I have to point this out:
Last week, the DWP issued a press release for Universal Credit claimants that made me wonder if I was dreaming, still high, or even dead.
Instead of the usual vile, threatening and judgmental dross, this statement went somewhere new. The tone of the release was vaguely respectful and the content – this lightning surely won’t strike twice – a shade better than useless. Talk about novelty value. Who thought we’d see the day?
In this release, it appeared that the DWP was attempting to reassure Universal Credit’s million-plus new covid-era claimants that the department was working to make its famously useless and nine-tenths moribund Universal Credit claims process easier to use. People would no longer have to phone-queue for hours on the ironically-named Helpline to speak to a Universal Credit adviser. The DWP even said that it was putting on more staff to help people get their claims going and their benefit money paid. I’d put my last fiver on this proving to be the usual bollocks in reality – but who knew the department even had the words? The DWP actually used the phrase “you can rest assured” in this dispatch. There was no way that head honcho minister/front-of-house sociopath Therese Coffey had previous acquaintance with these words. She must have had help finding them.
It was the tone of this statement that really got me. I’ve been attending jobcentre meetings and benefit assessments with people in need for nigh on 10 years. I can confirm that before last week, “Fuck Off, Scrounger” was the DWP’s one and only message for sick, disabled or unemployed people. You do get slight variations on that theme, such as Computer Says No (a Universal Credit greatest hit), or We’ve Lost Your Sick Note/Don’t Believe You Had One, or We Didn’t Get Your Message About Your Hospital Appointment, So We’re Sanctioning You For A Month, or (my personal favourite) Tough Shit – There’s The Foodbank.

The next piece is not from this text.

PR #1995, opened 2023-10-31
Run selenium tests without docker

frederikrothenberger:
This PR removes the docker compose based setup of running selenium test and replaces it with infrastructure based on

It’s been quite a decade, really. Such a time we’ve had. I’ve seen jobcentres close benefit claims for people with learning difficulties because they missed a couple of meetings when they were seriously ill (here’s a video from that event if you can stand it). I watched government close the all-important Independent Living Fund that disabled people who required 24-7 care relied on to live. I sat with people in jobcentres as advisers searched for – and found, as they do – weird excuses not to pay out Universal Credit housing costs and to leave people without rent. How I could go on. I really could go on, and on. I’ve seen little else for years.
Like many (ie everyone) in the field, I could hardly imagine the seismic event that might put the brakes on the DWP’s contempt for its clientele. It seemed pointless to set time aside to try. Still – get this. We’ve arrived. All we needed to force the DWP to realise that it was feeding real people through the grinder was a planet-wide killer virus and thousands of people – probably millions – dead, or thrown out of work. I own to some surprise that even these disasters have given the DWP pause and I wouldn’t bank on that pause lasting, but we take what we can where it falls.

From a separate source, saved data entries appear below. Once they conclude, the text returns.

PR #1996, opened 2023-10-31
Upgrade webdriverio to latest version

frederikrothenberger:
This upgrades webdriverio to the latest version in preparation
for the change to non-dockerized selenium tests.

The new version now is also able to download chrome and chromedriver on
its own, which is why the `download-chrome.ts` script can be removed.

The testing chrome needs to run with `/dev/shm` disabled because
otherwise it will randomly crash on the GitHub action runners.


nmattia (approved):
This is absolutely amazing! thank you very much!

Nobody would deny people who’ve just lost their jobs either money or half-decent treatment by public sector bureaucracies. A member of my own family is now out of work. I’m just trying to say that a lot of us have already seen people die, or crash into poverty while being driven mad by a torturous and unnavigable benefits system. That all went down because of the DWP, not the coronavirus. I wonder if the DWP is working up a press release for them.